• [ACTIVITY]: Copy the whole listing below exactly, with nothing left out.

Start of DATA SHOWN

PR #731, opened 2017-01-17
sym constructor: add deprecation warning for sym(cell)

cbm755:
Basically this PR is to top using `varargin = sym(varargin)` and make calls to `sym(cell)` give a warning.

### DIFF
--- a/NEWS
+++ b/NEWS
@@ -36,6 +36,9 @@ octsympy 2.5.0-dev
           fresnelc      sinint
           fresnels      zeta
 
+  * Deprecation notice: `sym(cell)` will soon create a sym array
+    (currently it creates a cell array of sym objects.)
+
   * The full set of assumptions implemented by Sympy can now be used.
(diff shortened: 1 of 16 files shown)


cbm755:
@genuinelucifer and @latot please review.

@latot I imagine you would prefer a helper function called something like `cell_to 
_cell_of_syms`.  I'd probably consider a PR that does that, but for now, here is my solution.

genuinelucifer:
:+1:  
Looks good to me. Will be quite handy to finally get rid of `symarray`.

cbm755:
ok,merging.

latot:
mm, related with this, maybe improve num2cell to can do ```num2cell(sym(varargin))```?

if i remember right in SMT cells are transformed to arrays.

Thx. Cya.

cbm755:
In fact, core Octave's num2cell seems to DTRT for sym arrays!  A pleasant surprise.  I will add a test for it.

Thanks for this.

End of DATA SHOWN

• [THE COMPLETED TASK]:
PR #731, opened 2017-01-17
sym constructor: add deprecation warning for sym(cell)

cbm755:
Basically this PR is to top using `varargin = sym(varargin)` and make calls to `sym(cell)` give a warning.

### DIFF
--- a/NEWS
+++ b/NEWS
@@ -36,6 +36,9 @@ octsympy 2.5.0-dev
           fresnelc      sinint
           fresnels      zeta
 
+  * Deprecation notice: `sym(cell)` will soon create a sym array
+    (currently it creates a cell array of sym objects.)
+
   * The full set of assumptions implemented by Sympy can now be used.
(diff shortened: 1 of 16 files shown)


cbm755:
@genuinelucifer and @latot please review.

@latot I imagine you would prefer a helper function called something like `cell_to 
_cell_of_syms`.  I'd probably consider a PR that does that, but for now, here is my solution.

genuinelucifer:
:+1:  
Looks good to me. Will be quite handy to finally get rid of `symarray`.

cbm755:
ok,merging.

latot:
mm, related with this, maybe improve num2cell to can do ```num2cell(sym(varargin))```?

if i remember right in SMT cells are transformed to arrays.

Thx. Cya.

cbm755:
In fact, core Octave's num2cell seems to DTRT for sym arrays!  A pleasant surprise.  I will add a test for it.

Thanks for this.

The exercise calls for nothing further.